Although some had received phone calls from their injured children before leaving Belgium, the agonising wait for news continued for other parents into Wednesday evening.
Tragic scenes were played out at the two Belgian schools throughout the day. Schoolmates and family members comforted each other while waiting for news.
Family and friends had been getting updates throughout the week from the holidaying children in Switzerland through a blog which described their happy experiences in St Luc.
A crisis centre has been set up and an emergency number provided for families. In Valais the victims’ helpline is +41 848 112 117.
Two other buses, carrying students from schools in the Belgian towns of Beersel and Haasrode, arrived safely back in Belgium on Tuesday, apparently without having seen the accident.
“Traumatised”
Dr Jean-Pierre Deslarzes, medical director of the cantonal rescue service OCVS, said rescuers were traumatised because so many of the victims were children.
More than 200 people were involved in the rescue operation at the accident scene, including 15 doctors, 30 police officers and 60 fire officers. It took more than eight hours.
Witnesses who stopped to help as well as those who drove by were also deeply shocked by the desperate situation in the tunnel and their inability to assist the trapped children, they told Swiss television.
Tuesday’s Tunnel de Geronde crash is one of the worst accidents in Switzerland in 30 years.
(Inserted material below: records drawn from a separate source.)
PR #9233, opened 2026-08-18
feat(anc): direct HTTP download for hotfix with SHA-256 verification

abigailliang-aks-sig-node:
## Summary
- Add `artifacts` field to hotfix config JSON for direct HTTP download URLs + SHA-256 checksums
- ~25x faster than apt-get/dnf path (0.87s vs 10-22s)
- URL restricted to HTTPS + PMC allowlist, cross-domain redirects rejected
- Backward compatible: falls back to apt/dnf when no artifacts field or no OS/arch match

## Fallback strategy
| Condition | Behavior |
|-----------|----------|
| `artifacts` missing or no OS/arch match | Fallback to apt/dnf |
| HTTP network error | Fallback to apt/dnf |
| SHA-256 mismatch | **Hard fail**, keep VHD-baked ANC |
| Invalid URL (non-HTTPS, non-PMC) | **Hard fail**, keep VHD-baked ANC |

## Example hotfix config with artifacts
```json
{
  "hotfixes": {
    "202607.02": "202607.02.2"
  },
  "artifacts": {
    "202607.02.2": {
      "ubuntu-22.04-amd64": {
        "url": "https://packages.microsoft.com/...deb",
        "sha256": "c5c29cd3..."
      }
    }
  }
}
```

## Future work (separate PRs)
- Descriptor signing (`schemaVersion`, `expiresAt`, `keyId`)
- LPS/ABSvc/CRP changes to preserve `artifacts` field during serialization
- Package content validation (version/arch/OS inside package)

## Test plan
- [x] All existing hotfix tests pass
- [x] New tests: artifact HTTP success, SHA mismatch hard fail, HTTP error fallback, no artifacts fallback, invalid URL hard fail
- [x] `buildArtifactKey` tests for Ubuntu/AzureLinux
- [x] `validateArtifactURL` tests for HTTPS/host allowlist
- [ ] E2E with real PMC artifact

### DIFF
--- a/aks-node-controller/hotfix.go
+++ b/aks-node-controller/hotfix.go
@@ -541,7 +541,10 @@ func (a *App) downloadAndVerify(ctx context.Context, artifactURL, expectedSHA256
 	}
 
 	// Write to temp file.
-	dir := filepath.Dir(hotfixBinaryPath)
+	dir := a.downloadDir
+	if dir == "" {
+		dir = filepath.Dir(hotfixBinaryPath)
+	}
 	tmp, err := os.CreateTemp(dir, ".aks-node-controller-download-*")
 	if err != nil {
 		return "", fmt.Errorf("creating temp file in %s: %w", dir, err)
--- a/aks-node-controller/hotfix.go
+++ b/aks-node-controller/hotfix.go
@@ -40,9 +40,6 @@ const (
 	downloadTimeout = 30 * time.Second
 )
 
-// allowedArtifactHosts is the set of hosts from which artifact downloads are permitted.
-var allowedArtifactHosts = []string{"packages.microsoft.com"}
-
 // downloadHotfix installs the requested hotfix and stages it alongside the VHD-baked binary.
 // The wrapper script decides which binary to execute after this command returns.
 func (a *App) downloadHotfix(ctx context.Context) error {
@@ -508,12 +505,12 @@ func validateArtifactURL(rawURL string) error {
 		return newIntegrityError("artifact URL must be HTTPS, got %q", u.Scheme)
 	}
 	host := strings.ToLower(u.Hostname())
-	for _, allowed := range allowedArtifactHosts {
-		if host == allowed {
-			return nil
-		}
+	switch host {
+	case "packages.microsoft.com":
+		return nil
+	default:
+		return newIntegrityError("artifact URL host %q not in allowlist", host)
 	}
-	return newIntegrityError("artifact URL host %q not in allowlist %v", host, allowedArtifactHosts)
 }
 
 // downloadAndVerify downloads the artifact from the given URL, computes its SHA-256 digest,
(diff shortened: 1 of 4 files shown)


aks-node-controller/hotfix.go
```diff
@@ -378,6 +410,256 @@ func copyBinaryAlongside(src, dst, refPath string) error {
...
+		return nil, key
+	}
+	return &ai, key
+}
+
+// buildArtifactKey constructs the OS/arch lookup key for the artifacts map.
+// Format: "ID-VERSION_ID-GOARCH" (e.g. "ubuntu-22.04-amd64").
+func (a *App) buildArtifactKey() (string, error) {
+	osReleasePath := a.osReleasePath
+	if osReleasePath == "" {
```
djsly, line 496: this is LInux only, I think we want to eventaully use this for Windows.

Also, don't we already ahve this infromation somewhere else within ANC ? I feel this info belings in a helper function and should be detected at the start of the process ?

aks-node-controller/hotfix.go
```diff
@@ -378,6 +410,256 @@ func copyBinaryAlongside(src, dst, refPath string) error {
 	return nil
 }
 
+// tryDirectDownload attempts to download the hotfix binary directly via HTTP using the
```
djsly, line 413: why are we trying t directDown over package manager, might be worth explaining

djsly (approved):

aks-node-controller/hotfix.go
abigailliang-aks-sig-node: sure. I will add it in to comment.

basically it's for saving time. 

Original package-manager workflow
```
LPS tells ANC: Install version 202608.21.1
→ `apt-get update`: Download the package index from the Microsoft repo
→ `apt`: Locate the corresponding .deb URL in the index based on the version
→ `apt`: Download the .deb file
→ `dpkg`: Unpack and install to `/usr/bin/aks-node-controller`
→ ANC: Copy the executable to the hotfix path
```

New direct-download workflow
```
LPS directly tells ANC:
version = 202608.21.1
URL = https://packages.microsoft.com/...deb
SHA-256 = abc...
→ ANC: Download from this specific URL via HTTPS
→ ANC: Calculate and verify the SHA-256 checksum
→ ANC: Stage the hotfix executable to the hotfix path
```
thereby reducing the time required from approximately 10–22 seconds to less than 1 second.

aks-node-controller/hotfix.go
abigailliang-aks-sig-node: The reason we have buildArtifactKey here is that the current function only extracts the OS ID, like Ubuntu / Azure Linux / Mariner, but not VERSION_ID. buildArtifactKey adds the additional logic we need for that.

We could refactor this into a shared utility function with a struct like:

```
type platformInfo struct {
    ID        string
    VersionID string
    Arch      string
...
}
```
Then:

detectPackageManager()
    → uses platform.ID

buildArtifactKey()
    → uses platform.ID, platform.VersionID, platform.Arch


This way we can keep the platform detection logic in one place instead of parsing the same information separately.

PR #9258, opened 2026-08-19
fix(e2e): keep localdns reply-direction NOTRACK rules allowlisted

ganeshkumarashok:
## What type of PR is this?

/kind bug
/kind cleanup

## What this PR does / why we need it

`Agentbaker GPU E2E` has been red on `main` since #9247 merged. All 18 real-node GPU scenarios (A100 x2, H100, A10 x2, NC, RTXPro6000, GridDriver, NoDriver, NvidiaDevicePlugin, MIG, DRA) fail on the same assertion from `ValidateIPTablesCompatibleWithCiliumEBPF`:

```
Rule in table raw did not match any pattern:
-A OUTPUT -s 169.254.10.10/32 -p tcp -m comment --comment "localdns: skip conntrack" -m tcp --sport 53 -j NOTRACK
...
Rules found that do not match any of the given patterns.
```

### Root cause

#9247 reverted #9230. That revert removed the reply-direction NOTRACK rules from `localdns.sh` **and** removed the matching entry from the e2e iptables allowlist. Those two removals do not take effect at the same time:

- `localdns.sh` is baked into the VHD by the packer `file` provisioner (`vhdbuilder/packer/*.json`). It is **not** delivered through CSE custom data. A change to it only reaches a node when a **new VHD is published**.
- The e2e allowlist lives in the test code and takes effect on the **next pipeline run**.

So every VHD published while #9230 was on `main` still installs the reply-direction rules, and those VHDs stay in support for **6 months** — but the test stopped accepting them immediately.

Timeline (UTC):

| When | What |
| --- | --- |
| 08-17 22:44 | `ea63b859a0` (#9230) adds reply rules + allowlist entry |
| 08-18 08:29 | VHD `1.1787040551.32430` published — rules baked in |
| 08-18 18:44 | build 177153237 green |
| 08-19 01:51 | `7716637881` (#9247) reverts both |
| 08-19 02:00+ | builds 177223847, 177234019, 177266063 red |

`main` may partially self-heal as post-revert VHDs roll out, but any run pinned to `VHD_BUILD_ID` in the 08-18 → 08-19 window, and any release branch still on those images, stays red. The allowlist is also required again the moment #9230 is re-landed.

## Changes

**`e2e/validation.go`** — restore the reply-direction pattern in the `raw` table. The allowlist describes what a node is *permitted* to have, not what `main` currently installs, so it must cover the whole supported VHD window.

**`e2e/validators.go`** — extract the matching loop into `iptablesRuleMatchesAnyPattern` and stop discarding the `regexp.MatchString` error. Previously a malformed allowlist entry silently degraded to "no match", which surfaces as a confusing *"unsupported iptables rule"* failure on every scenario rather than pointing at the bad pattern. The loop also assigned to the outer `matched` variable; the extraction removes that hazard. Matching semantics (regex OR literal substring, blank patterns skipped) are unchanged — note in particular that a pattern which is *not* valid regex syntax still gets its literal-substring chance, since the allowlist is deliberately fed rules pasted out of `iptables -S` (a comment like `--comment "kube-proxy (v1.31"` is not a valid regex). The compile error is only surfaced when the rule went unmatched overall, i.e. exactly when the malformed pattern is the likely culprit.

**`.github/workflows/go-test.yml`** — `e2e/` is a separate Go module, so `make test` in the root module never reaches it and `check-coverage.yml` explicitly filters it out. Without this, the new tests could only fail *inside* the ADO E2E pipeline they exist to protect, and could not block the PR causing the regression. Added an `e2e-unit-test` job modelled on the existing `version-consistency` job in `validate-components.yml`, scoped to tests needing neither Azure credentials nor network.

**`e2e/validation_iptables_test.go`** (new) — pure unit tests, no Azure resources needed:

- every global and per-table allowlist pattern compiles
- both request- and reply-direction LocalDNS rules are allowlisted (the regression guard)
- the allowlist still fails closed on an unknown rule, so the guard can't be satisfied by an overly broad pattern
- table-driven coverage of the new helper, including the invalid-pattern error path

## Does this PR introduce a user-facing change?

```release-note
NONE
```

## Testing / verification

Product behaviour is unchanged — this only touches e2e test code.

```
$ cd e2e && go build ./... && go vet ./...
$ go test -run 'Test_iptables' -v ./
--- PASS: Test_iptablesAllowlist_patternsCompile
--- PASS: Test_iptablesAllowlist_localdnsRules
--- PASS: Test_iptablesAllowlist_rejectsUnknownRule
--- PASS: Test_iptablesRuleMatchesAnyPattern (5 subtests)
ok  github.com/Azure/agentbaker/e2e
```

Negative check — deleting the restored pattern reproduces the pipeline failure exactly:

```
--- FAIL: Test_iptablesAllowlist_localdnsRules
    LocalDNS rule is not allowlisted for eBPF host routing: -A OUTPUT -s 169.254.10.10/32 -p tcp ... --sport 53 -j NOTRACK
    (x4, matching the 4 unmatched rules per node in build 177266063)
```

Refs #9230, #9247. ADO build 177266063 (definition 443878, `Agentbaker GPU E2E`).

### DIFF
--- a/.github/workflows/go-test.yml
+++ b/.github/workflows/go-test.yml
@@ -21,3 +21,23 @@ jobs:
         set -ex
         make test
       name: Run unit tests for go code in the repository
+
+  e2e-unit-test:
+    # e2e is a separate Go module, so `make test` in the root module does not reach it. Run the
+    # e2e tests that need neither Azure credentials nor network so they gate pull requests.
+    runs-on: ubuntu-latest
+    permissions:
+      contents: read
+    steps:
+    - uses: actions/checkout@3d3c42e5aac5ba805825da76410c181273ba90b1 # v7.0.1
+      with:
+        persist-credentials: false
+    - uses: actions/setup-go@b7ad1dad31e06c5925ef5d2fc7ad053ef454303e # v7
+      with:
+        go-version-file: e2e/go.mod
+        cache-dependency-path: e2e/go.sum
+    - name: Run iptables allowlist unit tests
+      working-directory: ./e2e
+      run: |
+        set -ex
+        go test -v -run '^Test_iptables' .
--- a/e2e/validation.go
+++ b/e2e/validation.go
@@ -303,6 +303,12 @@ func getIPTablesRulesCompatibleWithEBPFHostRouting() (map[string][]string, []str
 		},
 		"raw": {
 			`^-A (PREROUTING|OUTPUT) -d 169\.254\.10\.(10|11)\/32 -p (tcp|udp) -m comment --comment "localdns: skip conntrack" -m (tcp|udp) --dport 53 -j NOTRACK$`,
+			// Reply-direction localdns NOTRACK rules. localdns.sh is baked into the VHD (packer file
+			// provisioner) rather than delivered via CSE, so VHDs published while #9230 was on main
+			// still install these rules and remain in support for 6 months. This entry must stay
+			// even though #9230 was reverted in #9247, otherwise every scenario booting one of those
+			// VHDs fails this validator.
+			`^-A OUTPUT -s 169\.254\.10\.(10|11)\/32 -p (tcp|udp) -m comment --comment "localdns: skip conntrack" -m (tcp|udp) --sport 53 -j NOTRACK$`,
 		},
 		"security": {
 			`-A OUTPUT -d 168\.63\.129\.16/32 -p tcp -m tcp --dport 53 -j ACCEPT`,
--- a/e2e/validation_iptables_test.go
+++ b/e2e/validation_iptables_test.go
@@ -120,10 +120,25 @@ func Test_iptablesRuleMatchesAnyPattern(t *testing.T) {
 			wantMatch: false,
 		},
 		{
-			name:     "invalid pattern is reported",
+			name:     "invalid pattern is reported when nothing matches",
 			rule:     `-A OUTPUT -j DROP`,
 			patterns: []string{`^-A (OUTPUT`},
 			wantErr:  true,
+		},
+		{
+			// An entry pasted verbatim out of `iptables -S` need not be a valid regex. It must
+			// still get its literal-substring chance, and must not be reported as an error once
+			// the rule is accounted for.
+			name:      "invalid pattern still matches literally",
+			rule:      `-A OUTPUT -m comment --comment "kube-proxy (v1.31" -j ACCEPT`,
+			patterns:  []string{`--comment "kube-proxy (v1.31"`},
+			wantMatch: true,
+		},
+		{
+			name:      "invalid pattern is not reported when a later pattern matches",
+			rule:      `-A OUTPUT -j DROP`,
+			patterns:  []string{`^-A (OUTPUT`, `^-A OUTPUT -j DROP$`},
+			wantMatch: true,
 		},
 	}
 
--- a/e2e/validation_iptables_test.go
+++ b/e2e/validation_iptables_test.go
@@ -1,0 +1,147 @@
+package e2e
+
+import (
+	"regexp"
+	"testing"
+)
+
+// localdnsRawRules are raw-table rules exactly as `iptables -t raw -S` prints them on a node.
+//
+// The request-direction rules are produced by build_localdns_iptable_rules in
+// parts/linux/cloud-init/artifacts/localdns.sh. The reply-direction rules are not produced by
+// localdns.sh on main today, but they are baked into VHDs published while #9230 was on main,
+// and those VHDs stay in support for 6 months. Both directions must therefore stay allowlisted.
+var localdnsRawRules = []string{
+	`-A PREROUTING -d 169.254.10.10/32 -p tcp -m comment --comment "localdns: skip conntrack" -m tcp --dport 53 -j NOTRACK`,
+	`-A PREROUTING -d 169.254.10.10/32 -p udp -m comment --comment "localdns: skip conntrack" -m udp --dport 53 -j NOTRACK`,
+	`-A PREROUTING -d 169.254.10.11/32 -p tcp -m comment --comment "localdns: skip conntrack" -m tcp --dport 53 -j NOTRACK`,
+	`-A PREROUTING -d 169.254.10.11/32 -p udp -m comment --comment "localdns: skip conntrack" -m udp --dport 53 -j NOTRACK`,
+	`-A OUTPUT -d 169.254.10.10/32 -p tcp -m comment --comment "localdns: skip conntrack" -m tcp --dport 53 -j NOTRACK`,
+	`-A OUTPUT -d 169.254.10.10/32 -p udp -m comment --comment "localdns: skip conntrack" -m udp --dport 53 -j NOTRACK`,
+	`-A OUTPUT -d 169.254.10.11/32 -p tcp -m comment --comment "localdns: skip conntrack" -m tcp --dport 53 -j NOTRACK`,
+	`-A OUTPUT -d 169.254.10.11/32 -p udp -m comment --comment "localdns: skip conntrack" -m udp --dport 53 -j NOTRACK`,
+	`-A OUTPUT -s 169.254.10.10/32 -p tcp -m comment --comment "localdns: skip conntrack" -m tcp --sport 53 -j NOTRACK`,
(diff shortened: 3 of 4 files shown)


ganeshkumarashok:
## E2E evidence: the fix works

`Agentbaker GPU E2E` build [177368786](https://msazure.visualstudio.com/CloudNativeCompute/_build/results?buildId=177368786) ran against this PR. Comparing it to the last `main` run before the fix, build [177266063](https://msazure.visualstudio.com/CloudNativeCompute/_build/results?buildId=177266063):

| | main (177266063) | this PR (177368786) |
| --- | --- | --- |
| Failed tests | **18** | **2** |
| Occurrences of `Rules found that do not match any of the given patterns` | every failure | **0** |
| `Test_Ubuntu2204_GPUA100` | Failed | **Passed** |
| `Test_Ubuntu2404_GPU_H100` | Failed | **Passed** |

Every one of the 18 failures on `main` was the iptables allowlist assertion. That signature is **completely absent** from the PR run — `grep -c "do not match any of the given patterns"` over all three task logs returns `0`.

### The 2 remaining failures are unrelated infrastructure flakes

Both are `Test_Ubuntu2404_NvidiaDevicePluginRunning_MIG{,_MultiGPU}`, and neither reaches validation — they fail during VM creation:

```
bastionssh.go:323: Attempt 1/5 SSH handshake failed: ssh: handshake failed: failed to get reader: context deadline exceeded
...  (5/5 attempts, across 3 re-runs)
test_helpers.go:102: FAIL: create vmss "...": failed to start bastion tunnel
```

`Test_Ubuntu2404_GPU_A100` shows as skipped for an unrelated reason too — `vmss.go:683: skipping scenario SKU quota exceeded`.

The other two pipelines are likewise unrelated to this change: `Agentbaker E2E` failed on `Test_RCV1P_ACL` and `Test_Ubuntu2204_ArtifactStreaming_TrustedLaunch`; `Agentbaker Windows E2E` failed on `Test_Windows2022_VHDCaching_LegacyTLSBootstrap` — this PR only touches Linux e2e validation code, so it cannot affect Windows.

All three pipelines have been re-queued (GPU 177378215, E2E 177378257, Windows 177378268).

ganeshkumarashok:
## Re-run results — the two non-GPU pipelines are now explained

| Pipeline | Re-run | Result |
| --- | --- | --- |
| `Agentbaker E2E` | [177378257](https://msazure.visualstudio.com/CloudNativeCompute/_build/results?buildId=177378257) | ✅ **succeeded** |
| `Agentbaker GPU E2E` | [177378215](https://msazure.visualstudio.com/CloudNativeCompute/_build/results?buildId=177378215) | 1 failure (was 18 on `main`) |
| `Agentbaker Windows E2E` | [177378268](https://msazure.visualstudio.com/CloudNativeCompute/_build/results?buildId=177378268) | pre-existing `main` failure |

### GPU E2E: 18 → 1, and the iptables signature is still gone

`grep -c "do not match any of the given patterns"` over all task logs of the re-run: **0**.

The single remaining failure is `Test_Ubuntu2404_NvidiaDevicePluginRunning_MIG_MultiGPU`, which never reaches validation — it fails during VM creation:

```
FAIL: create vmss ...: handshake failed: failed to get reader: context deadline exceeded
```

`Test_Ubuntu2404_NvidiaDevicePluginRunning_MIG` — which failed in the first run for the same bastion reason — **passed** on the re-run, confirming this is an infrastructure flake rather than a code issue.

### Windows E2E failure is pre-existing on `main`

`Test_Windows2022_VHDCaching_LegacyTLSBootstrap` also fails on `main` in build [177273329](https://msazure.visualstudio.com/CloudNativeCompute/_build/results?buildId=177273329). This PR changes only Linux e2e validation code (`e2e/validation.go`, `e2e/validators.go`) plus a test file and a GitHub workflow, so it cannot affect Windows provisioning.

GPU E2E queued once more as 177384709 to try to clear the bastion flake.

ganeshkumarashok:
## Final CI evidence across three GPU E2E runs

The iptables regression this PR fixes is gone in **every** run. The residual failures are an Azure Bastion infrastructure problem that is **also present on `main`**, so GPU E2E cannot go fully green right now for reasons unrelated to this change.

| Build | Branch | Failing tests | `do not match any of the given patterns` | `handshake failed: failed to get reader` |
| --- | --- | --- | --- | --- |
| [177266063](https://msazure.visualstudio.com/CloudNativeCompute/_build/results?buildId=177266063) | `main` (pre-fix) | **18** | present in all 18 | **10** |
| [177368786](https://msazure.visualstudio.com/CloudNativeCompute/_build/results?buildId=177368786) | this PR | 2 | **0** | 21 |
| [177378215](https://msazure.visualstudio.com/CloudNativeCompute/_build/results?buildId=177378215) | this PR | 1 | **0** | 18 |
| [177384709](https://msazure.visualstudio.com/CloudNativeCompute/_build/results?buildId=177384709) | this PR | 4 | **0** | 6 |

Two independent signals:

1. **The allowlist assertion never fires again.** 18 → 0, sustained across three runs.
2. **The bastion timeout is not new.** It occurs 10 times in the pre-fix `main` build, before this branch existed. Every residual failure dies at `create vmss ... failed to start bastion tunnel`, i.e. before the node is ever provisioned, so `ValidateCommonLinux` — and therefore the code this PR touches — is never reached.

The set of affected tests also shuffles between runs (`MIG` failed then passed; `NvidiaDevicePluginRunning` passed twice then failed), which is the signature of an environment flake rather than a deterministic code fault.

Other pipelines:
- `Agentbaker E2E` [177378257](https://msazure.visualstudio.com/CloudNativeCompute/_build/results?buildId=177378257) — ✅ **succeeded**
- `Agentbaker Windows E2E` — `Test_Windows2022_VHDCaching_LegacyTLSBootstrap` fails identically on `main` ([177273329](https://msazure.visualstudio.com/CloudNativeCompute/_build/results?buildId=177273329)); this PR touches no Windows code
- All 23 GitHub checks pass, including the new `e2e-unit-test` job, `actionlint` and `zizmor`

ganeshkumarashok:
## Does this re-introduce what #9247 reverted? No — and here is the proof

Reasonable objection, so stating it explicitly. #9247 removed **four** things. This PR restores exactly **one** of them, and it is the only one with permissive rather than prescriptive semantics.

| Removed by #9247 (`7716637881`) | Effect | Restored here? |
| --- | --- | --- |
| `localdns.sh` — emission of `-s <ip> --sport 53 -j NOTRACK` | **product behaviour** | ❌ no |
| `localdns_spec.sh` — shellspec assertions for reply rules | test | ❌ no |
| `ValidateLocalDNSConntrackRules` (`e2e/validators.go`) | **requires** reply rules exist (`test "$response_rule_count" = "4"`) | ❌ no |
| allowlist regex in `getIPTablesRulesCompatibleWithEBPFHostRouting` | **permits** reply rules if present | ✅ **yes, only this** |

`git diff --name-only origin/main...HEAD` touches `e2e/validation.go`, `e2e/validators.go`, `e2e/validation_iptables_test.go`, `.github/workflows/go-test.yml`. **`localdns.sh` is not among them** — `grep -c "sport 53" parts/linux/cloud-init/artifacts/localdns.sh` returns `0` on this branch, exactly as on `main`. `ValidateLocalDNSConntrackRules` does not exist anywhere in this branch.

### The polarity is the whole point

An allowlist entry cannot cause a node to install a rule. It only says "if a node has this rule, do not fail it." Restoring it is incapable of re-enabling #9230's product behaviour.

### What actually triggered the revert was the *other* validator

Build [177145051](https://msazure.visualstudio.com/CloudNativeCompute/_build/results?buildId=177145051) (`main`, inside the #9230 window, 18 failures):

```
localdns should install request and response direction NOTRACK rules   → 85 occurrences
expected 4 response-direction localdns NOTRACK rules
"do not match any of the given patterns"                                →  0 occurrences
```

So #9230 broke CI via `ValidateLocalDNSConntrackRules`, which **required** rules that VHDs did not yet have. The revert correctly removed that requirement — and this PR does not bring it back.

This PR fixes the **mirror image** of that same VHD-skew bug: the test now **forbids** rules that VHDs still *do* have. The two fixes are complementary, not opposed:

- #9247 removed a check that failed on VHDs **older** than #9230
- #9258 restores a permission so validation passes on VHDs **published during** #9230

Both are needed because `localdns.sh` ships only in the VHD image, so test-side expectations must tolerate every VHD in the 6-month support window — in both directions.

PR #9280, opened 2026-08-21
refactor(e2e): log through a Logger interface instead of testing.TB

r2k1:

Remove explicit calls to *testing.T for logging. Preparation to move away from go testing for E2E.

### DIFF
--- a/e2e/artifact_streaming.go
+++ b/e2e/artifact_streaming.go
@@ -74,9 +74,9 @@ func ValidateArtifactStreamingImagePull(ctx context.Context, s *Scenario) error 
 	// rootfs is mounted, so the assertion must run with the pod still alive.
 	kube := s.Runtime.Kube
 	pod := podStreamingImageLinux(s, image)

The previous worst accident in a Swiss highway tunnel happened in 2001, when two trucks collided in the Gotthard tunnel, killing 11 people.
Tuesday night’s coach accident is one of the worst in Switzerland in the last 30 years after an accident in Pfäffikon near Zurich in 1982 which claimed 39 victims.
In the past few years:
June 2010: a Canadian couple died in Reckingen, Valais. 28 others were injured, four seriously.
October 2008: an accident on the Italian side of the great St Bernard Pass involving a coach full of Neuchâtel Juventus football fans resulted in two deaths and 26 injuries.
September 2006: Nine people died in a blaze in the Viamala tunnel in canton Graubünden after a bus carrying a local ice hockey team was in collision with a car.
April 2005: 13 people died in an accident on the Great St Bernard Pass near Orsières when a coach crashed off the road into a ravine.
Another grave accident occurred in 2001 in the Gotthard tunnel, after a truck caught fire after losing control. Eleven people died, mainly as a result of smoke inhalation.